🤖 AI Summary
To address the bottlenecks of data scarcity and inadequate reasoning capability in multimodal video misinformation detection, this paper introduces FakeVV—the first large-scale, diverse benchmark comprising over 100,000 video–text pairs. We further propose Fact-R1, a novel three-stage collaborative reinforcement learning framework that uniquely integrates chain-of-thought (CoT) reasoning, direct preference optimization (DPO), and group-relative policy optimization (GRPO).
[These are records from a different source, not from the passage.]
PR #1413, opened 2021-12-31
Fixes #1395 try parse

### LINKED ISSUE #1395: Use latest funcparser to ensure that we can use TryParse

msevestre:


src/OSPSuite.Core/Domain/Formulas/BlackBoxFormula.cs
```diff
@@ -8,7 +8,7 @@ namespace OSPSuite.Core.Domain.Formulas
    /// </summary>
    public class BlackBoxFormula : Formula
    {
-      protected override double CalculateFor(IEnumerable<IObjectReference> usedObjects, IUsingFormula dependentObject)
+      protected override double CalculateFor(IReadOnlyList<IObjectReference> usedObjects, IUsingFormula dependentObject)
```
msevestre, line 11: I changed this internal interface so that we do not have to always call ToList

src/OSPSuite.Core/Domain/Quantity.cs
```diff
@@ -43,7 +43,7 @@ public interface IQuantity : IFormulaUsable, IUsingFormula, IWithValueOrigin
       /// <summary>
       ///    The value in the displayed unit
       /// </summary>
-      bool TryGetValueInDisplayUnit(out double result);
+      (double value, bool success) TryGetValueInDisplayUnit();
```
msevestre, line 46: This is a better API. Since it was not used before, I have no problem changing it

src/OSPSuite.Core/Services/ExplicitFormulaParser.cs
```diff
@@ -71,6 +71,23 @@ public void Parse()
             throw new FuncParserException($"Unable to parse expression: {ex.Message}", ex);
          }
       }
+
+      public (double value, bool success) TryCompute(double[] variableValues, double[] parameterValues)
+      {
+         var success = _parserFunc.TryParse();
```
msevestre, line 77: maybe we do need a TryCompute in FuncParser...This is good for now I think but this seems to be a bit backward

src/OSPSuite.Core/Domain/Quantity.cs
```diff
@@ -147,19 +147,29 @@ public double ValueInDisplayUnit
...
+
+         var (value, success) = Formula.TryCalculate(this);
+         if (success)
          {
-           //Formula could not be parsed. In that case, we save the value as double.NaN so that next time, the value will be NaN
-           result = double.NaN;
-           return false;
+            _cachedValue = value;
+            //Cached value is only valid if the Formula has updated it's references
+            _cachedValueValid = Formula.AreReferencesResolved;
```
Yuri05, line 163: I forgot all the details about cached value, but: does it make sense to set _cachedValue if _cachedValueValid is false?
In this case _cachedValue will not be used anyway, right ?

src/OSPSuite.Core/Services/ExplicitFormulaParser.cs
Yuri05: Can do. TryCompute would behave exactly as your current C# implementation: call TryParse and return false if TrParse fails; otherwise return true and the result of the calculation (which could also be Nan, Infinity etc.)

src/OSPSuite.Core/Domain/Quantity.cs
msevestre: This is the same code as for Value {set;} . I did not want to change the logic here...You are probably right

msevestre: going to check this out

msevestre: I am going to leave the code as is. Otherwise we need to add some more if checks for nothing.

PR #1415, opened 2022-01-03
Fixes #1414 fixes unit test not running

### LINKED ISSUE #1414: Unit tests not running
It is currently not possible to ru the unit tests because of the removal of the nuget package dependencies in the solution.

msevestre:


msevestre:
@georgeDaskalakis @abdelr 
I am merging this into  develop. I checked. Tests were running locally BEFORE and AFTER the change so I have no way of checking if this fixes your issues
How are you running the tests?

PR #1417, opened 2022-01-04
Fixes #1416 autofac change revert

### LINKED ISSUE #1416: Revert autofac changes creating issue in R

msevestre:


src/OSPSuite.Infrastructure.Autofac/OSPSuite.Infrastructure.Autofac.csproj
```diff
@@ -32,7 +32,7 @@
 
 
   <ItemGroup>
-    <PackageReference Include="Autofac" Version="5.2.0" />
+    <PackageReference Include="Autofac" Version="4.9.4" />
```
msevestre, line 35: @Yuri05 @abdelr @georgeDaskalakis 
As long as we are not working with .NET 5 or higher, we will have those issues where we cannot upgrade. We need to move away from Mono asap. All our problems are due to the fact that we are stuck with .NET standard 2.0

PR #1423, opened 2022-01-06
Importer: Better message and avoid null access exception

### LINKED ISSUE #1410: Importer: Exception on non-monotonical data
When a column mapping change results in the time column being non-monotonical and there are already imported data sets, the following exception is thrown:

image

Also the description of the error (in the red under the column mapping) could be better if it started "please update the mapping..."

abdelr:
Fixes #1410

### DIFF
--- a/src/OSPSuite.Assets/UIConstants.cs
+++ b/src/OSPSuite.Assets/UIConstants.cs
@@ -1276,7 +1276,7 @@ namespace OSPSuite.Assets
       public static readonly string UnsupportedFileType = "The type of file that you are trying to open is not currently supported";
       public static readonly string CannotRemoveBaseGridColumnStillInUse = "Cannot remove base grid column still used by other columns";
 
-      public static string ErrorWhenPlottingDataRepository(int sheetName, string exceptionMessage) => $"Plotting data set number:{sheetName} produced the following error: {exceptionMessage}";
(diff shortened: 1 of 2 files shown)


src/OSPSuite.Assets/UIConstants.cs
```diff
@@ -1276,7 +1276,7 @@ public static class Error
       public static readonly string UnsupportedFileType = "The type of file that you are trying to open is not currently supported";
       public static readonly string CannotRemoveBaseGridColumnStillInUse = "Cannot remove base grid column still used by other columns";
 
-      public static string ErrorWhenPlottingDataRepository(int sheetName, string exceptionMessage) => $"Plotting data set number:{sheetName} produced the following error: {exceptionMessage}";
+      public static string ErrorWhenPlottingDataRepository(int sheetName, string exceptionMessage) => $"It was not possible to plot the data sets. Please, update your mappings to correct it. An error occur while plotting data set number:{sheetName + 1} produced the following error: {exceptionMessage}";
```
msevestre, line 1279: was is it? in update your mapping to correct it?

abdelr: The reason for this error is normally that you are missing a grouping by mapping. So, in 95% of the cases the error is that there is a missing mapping (update your mappings to correct the problem). In the other 5% well, there is a real problem in the data and the time is just not monotonical I would say but I still think it makes sense to draw the attention of the user to the mappings just to check if there are still missing mappings.

msevestre: >Please, update your mappings to correct it. 

I don't think it's english. It needs to be rephrase. What does "it" mean

PR #1434, opened 2022-01-10
Setting dimension with unit

### LINKED ISSUE #1405: New data import cannot handle correctly arithmetic error of a fraction given as percentage
Trying to import the data from the attached xlsx-file: 
1. Choosing "fraction" as dimension and "%" as unit for the DATAvalues - assigned to Measurement
2. Assigning "Arithmetic Standard Deviation" and selecting unit "%" for the Error data column 

After importing, the error bars are too high - cf. attached screenshot.

[test_2.xlsx](https://github.com/Open-Systems-Pharmacology/OSPSuite.Core/files/7736755/test_2.xlsx)

errorBars

abdelr:
Fixes #1405

### DIFF
--- a/src/OSPSuite.Presentation/Presenters/Importer/ColumnMappingPresenter.cs
+++ b/src/OSPSuite.Presentation/Presenters/Importer/ColumnMappingPresenter.cs
@@ -181,8 +181,11 @@ namespace OSPSuite.Presentation.Presenters.Importer
          }
          else
          {
-            column.Unit = _mappingParameterEditorPresenter.Unit;  
-            column.Dimension = _mappingParameterEditorPresenter.Dimension;
+            column.Unit = _mappingParameterEditorPresenter.Unit;
+            column.Dimension = _columnInfos
+               .First(x => x.DisplayName == model.MappingName)
+               .SupportedDimensions
+               .FirstOrDefault(x => dimensionContainsUnit(x, column.Unit));
          }
 
          if (model.ColumnInfo.IsBase())
@@ -210,6 +213,11 @@ namespace OSPSuite.Presentation.Presenters.Importer
 
          ValidateMapping();
          _view.CloseEditor();
+      }
+
+      private bool dimensionContainsUnit(IDimension dimension, UnitDescription unit)
+      {
+         return dimension.Units.Select(x => x.Name).Contains(unit.SelectedUnit);
       }
 
       public bool ShouldManualInputOnMetaDataBeEnabled(ColumnMappingDTO model)
--- a/src/OSPSuite.Presentation/Presenters/Importer/ColumnMappingPresenter.cs
+++ b/src/OSPSuite.Presentation/Presenters/Importer/ColumnMappingPresenter.cs
@@ -185,7 +185,7 @@ namespace OSPSuite.Presentation.Presenters.Importer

Fact-R1 leverages verifiable reward functions and multimodal alignment modeling to enhance both detection accuracy and interpretability. Experimental results demonstrate that Fact-R1 achieves a 12.7% absolute improvement over state-of-the-art methods on FakeVV. Moreover, it enables fine-grained attribution and human-verifiable reasoning traces, significantly advancing transparency and trustworthiness in multimodal misinformation detection.
📝 Abstract
The rapid spread of multimodal misinformation on social media has raised growing concerns, while research on video misinformation detection remains limited due to the lack of large-scale, diverse datasets. Existing methods often overfit to rigid templates and lack deep reasoning over deceptive content. To address these challenges, we introduce FakeVV, a large-scale benchmark comprising over 100,000 video-text pairs with fine-grained, interpretable annotations. In addition, we further propose Fact-R1, a novel framework that integrates deep reasoning with collaborative rule-based reinforcement learning. Fact-R1 is trained through a three-stage process: (1) misinformation long-Chain-of-Thought (CoT) instruction tuning, (2) preference alignment via Direct Preference Optimization (DPO), and (3) Group Relative Policy Optimization (GRPO) using a novel verifiable reward function. This enables Fact-R1 to exhibit emergent reasoning behaviors comparable to those observed in advanced text-based reinforcement learning systems, but in the more complex multimodal misinformation setting. Our work establishes a new paradigm for misinformation detection, bridging large-scale video understanding, reasoning-guided alignment, and interpretable verification.